Options Expirations and Futures Contracts
Stock index options, and stock options, are financial instruments that grant the holder the contractual right, but not the obligation, to buy (call option), or sell (put option) a specific quantity of an underlying security or value of an underlying index at a predetermined price (strike price) within a specified period. The final day of the period is known as the option’s expiration date.
Stock index options are options based on the broad market indexes, such as the S&P 500 or the NASDAQ-100. These options give investors exposure to the overall market’s performance rather than individual stocks.
Stock options work similarly, but are based not on index values, but on stock price.
Stock index futures and single stock index futures are contracts that obligate (not optional) traders to buy or sell an index at a specific price or a single stocks at a specific price on a future date.
Expiration Fridays often witness heightened trading activity, as investors attempt to rebalance portfolios and positions. This can cause increased volume and produce significant price fluctuations in the underlying, impacting both individual stocks and the overall market.
Arbitrage Opportunities
Though much of the trading in closing, opening, and offsetting futures and options contracts during witching days is related to the squaring of positions, this increased, and at times, frantic activity can create price inefficiencies, this may provide short-term arbitrage opportunities for those skilled and quick enough.

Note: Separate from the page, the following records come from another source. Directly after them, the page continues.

PR #5717, opened 2022-09-14
Update `v1/composer.lock` using `composer1 update`

jeffwidman:
Used `composer1 update` to update the `v1/composer.lock` file:
```
[dependabot-core-dev] ~/dependabot-core/composer/helpers/v1 $ composer1 update
Loading composer repositories with package information
Warning from https://repo.packagist.org: Support for Composer 1 is deprecated and some packages will not be available. You should upgrade to Composer 2. See https://blog.packagist.com/deprecating-composer-1-support/
Info from https://repo.packagist.org: #StandWithUkraine
Updating dependencies (including require-dev)
Nothing to install or update
Package php-cs-fixer/diff is abandoned, you should avoid using it. No replacement was suggested.
Writing lock file
Generating autoload files
28 packages you are using are looking for funding.
Use the `composer fund` command to find out more!
```
I suspect the reason that Dependabot hasn't opened PR's to bump these versions is because they're transitive dependencies.

I opened a sister PR for `composer` v2, but keeping them separate in case we need to revert anything:
https://github.com/dependabot/dependabot-core/pull/5718

### DIFF
--- a/composer/helpers/v1/composer.lock
+++ b/composer/helpers/v1/composer.lock
@@ -8,16 +8,16 @@
     "packages": [
         {
             "name": "composer/ca-bundle",
-            "version": "1.3.1",
+            "version": "1.3.3",
             "source": {
                 "type": "git",
                 "url": "https://github.com/composer/ca-bundle.git",
-                "reference": "4c679186f2aca4ab6a0f1b0b9cf9252decb44d0b"
+                "reference": "30897edbfb15e784fe55587b4f73ceefd3c4d98c"
             },
             "dist": {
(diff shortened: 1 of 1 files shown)


deivid-rodriguez (approved):
Seems fine! Not feel super confident when reviewing PRs for ecosystems I don't know since I don't know how stable this kind of thing is there, but I think our standard practice is to try keep everything up to date and mainly trust CI, so should be fine!

jurre (approved):
It's probably fine, if tests are passing let's just roll it out and keep an eye on production metrics etc

PR #5718, opened 2022-09-14
Update `v2/composer.lock` using `composer update`

jeffwidman:
Used `composer update` to update the `v2/composer.lock` file.

I first temporarily pinned `composer` to `2.4.1` to match what's
currently on `main` as I want to isolate `composer` bumps to distinct
PR's, but didn't actually commit that pin so that it wouldn't block
Dependabot, only pinned while running `composer update`.

### DIFF
--- a/composer/helpers/v2/composer.lock
+++ b/composer/helpers/v2/composer.lock
@@ -4,20 +4,20 @@
         "Read more about it at https://getcomposer.org/doc/01-basic-usage.md#installing-dependencies",
         "This file is @generated automatically"
     ],
-    "content-hash": "367ec5f822a3d8d251c7188331b495d5",
+    "content-hash": "6e0414ea165f045f95b239ca36ddca93",
     "packages": [
         {
             "name": "composer/ca-bundle",
-            "version": "1.3.3",
+            "version": "1.3.5",
             "source": {
                 "type": "git",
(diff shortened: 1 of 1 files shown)


jeffwidman:
Marking as Draft until https://github.com/dependabot/dependabot-core/pull/5577 is merged as that way we do the biggest risk bump of composer separate from the others...

composer/helpers/v2/composer.lock
```diff
@@ -80,36 +80,111 @@
...
+                    "url": "https://tidelift.com/funding/github/packagist/composer/composer",
+                    "type": "tidelift"
+                }
+            ],
+            "time": "2022-06-19T11:31:27+00:00"
         },
         {
             "name": "composer/composer",
-            "version": "2.3.9",
+            "version": "2.4.2",
```
jeffwidman, line 160: Marking as Draft until https://github.com/dependabot/dependabot-core/pull/5577 is merged as that way we do this biggest risk bump of composer separate from the others...

jeffwidman: I backed out the `composer` bump so that it only bumps the non-composer stuff.

jeffwidman:
So this only bump `composer/ca-bundle`, which isn't a big deal, we can pick these up when we bump `composer` itself...

PR #5732, opened 2022-09-15
Fix URIs logged by dry-run

deivid-rodriguez:
On the one hand, it was missing ":" after the colon. On the other hand, including the port makes the url not browsable, which I think it's the point of logging this.

Please trust me and don't even try to visit `https//pypi.org`, which is how I got here 🤣.


jeffwidman (approved):
Oof! Good catch!

PR #6628, opened 2023-02-09
Don't raise all versions ignored error if digest can be updated

### LINKED ISSUE #1971: [Docker] stay on specific tag and update digest only
```
FROM registry:2@sha256:3a8eef8d0a818b9bbb4bd17667253473e2d99935ccbbd37649af6bcaa064cf0d
```

I think that dependabot will upgrade base image tag for me once there is `registry:3` available.

I want to stay at registry:2 and update digest only. Is there any configuration available for this case?

deivid-rodriguez:
User may have all three ignores `["version-update:semver-major", "version-update:semver-minor", "version-update:semver-patch"]` configured, but will still want digest updates if pinned to specific digests.

This PR fixes that.

Closes #1971.

### DIFF
--- a/docker/lib/dependabot/docker/update_checker.rb
+++ b/docker/lib/dependabot/docker/update_checker.rb
@@ -404,7 +404,10 @@ module Dependabot
             version = comparable_version_from(tag)
             ignore_requirements.any? { |r| r.satisfied_by?(version) }
           end
-        if @raise_on_ignored && filter_lower_versions(filtered).empty? && filter_lower_versions(candidate_tags).any?
+        if @raise_on_ignored &&
+           filter_lower_versions(filtered).empty? &&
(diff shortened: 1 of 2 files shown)


jeffwidman (approved):

yob:
Thanks!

The arbatrageurs would generate even more volume into the close on quadruple witching days as traders attempt to profit on small price imbalances with large trades that may execute a buy and sell in seconds.
Additional Reasons To Care About Triple Witching
As four types of derivatives, with related underlying indexes and securities expire, traders, especially before a long weekend, will often seek to close out all of their open positions well in advance of the close. This can lead to increased trading volume and intraday swings. Traders with large short positions are particularly exposed to price movements that could be more difficult to manage leading up to expiration. Arbitrageurs try to take advantage of abnormal price action, this actually serves to keep prices more in synch.
The higher trading volumes can be one-sided and potentially result in wider bid-ask spreads and greater slippage. Investors mindful of the potential one-sided liquidity challenges may decide to wait for the smoke to clear the following week, or see if they can benefit by feeding into demand if they can.
Traders who are skilled at interpreting trends, and have great execution, may find quick opportunities to make money during these multiple expiration dates.
Take Away
Quadruple expiration dates, which happen four times a year, can have significant implications for traders and investors. It is best to, at a minimum, know the dates to understand unusual price moves. Understanding the intricacies of option expiration, and multiple witching hours helps investors navigate markets. Advanced traders may even find ways to capitalize on the moves intraday.
June 2023 is unusual in that the quadruple witching hour comes before a three-day weekend; this could push more volatility to earlier periods during the afternoon.